Work out the number of lines in the records that include the word "width"; reply with that number alone.

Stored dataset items
--------------------------------------------------

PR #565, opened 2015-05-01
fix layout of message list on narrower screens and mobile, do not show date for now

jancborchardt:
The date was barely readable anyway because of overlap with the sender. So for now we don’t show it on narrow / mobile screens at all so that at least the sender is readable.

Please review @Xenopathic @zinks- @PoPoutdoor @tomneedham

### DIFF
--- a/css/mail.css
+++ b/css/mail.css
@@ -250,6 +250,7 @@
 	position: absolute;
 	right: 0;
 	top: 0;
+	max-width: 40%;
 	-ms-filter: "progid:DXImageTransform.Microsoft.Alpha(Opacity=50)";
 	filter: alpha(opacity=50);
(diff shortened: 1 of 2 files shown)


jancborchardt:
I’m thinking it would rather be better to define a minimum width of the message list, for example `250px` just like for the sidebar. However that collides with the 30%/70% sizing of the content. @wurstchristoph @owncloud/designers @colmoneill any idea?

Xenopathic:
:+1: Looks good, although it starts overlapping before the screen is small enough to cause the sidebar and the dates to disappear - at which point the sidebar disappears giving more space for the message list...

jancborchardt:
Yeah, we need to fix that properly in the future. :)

--------------------------------------------------

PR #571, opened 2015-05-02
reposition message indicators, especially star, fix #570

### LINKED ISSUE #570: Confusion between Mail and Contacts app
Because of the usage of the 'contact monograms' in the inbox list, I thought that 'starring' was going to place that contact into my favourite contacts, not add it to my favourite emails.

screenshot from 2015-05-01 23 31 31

--------------------------------------------------

■ Task answer
2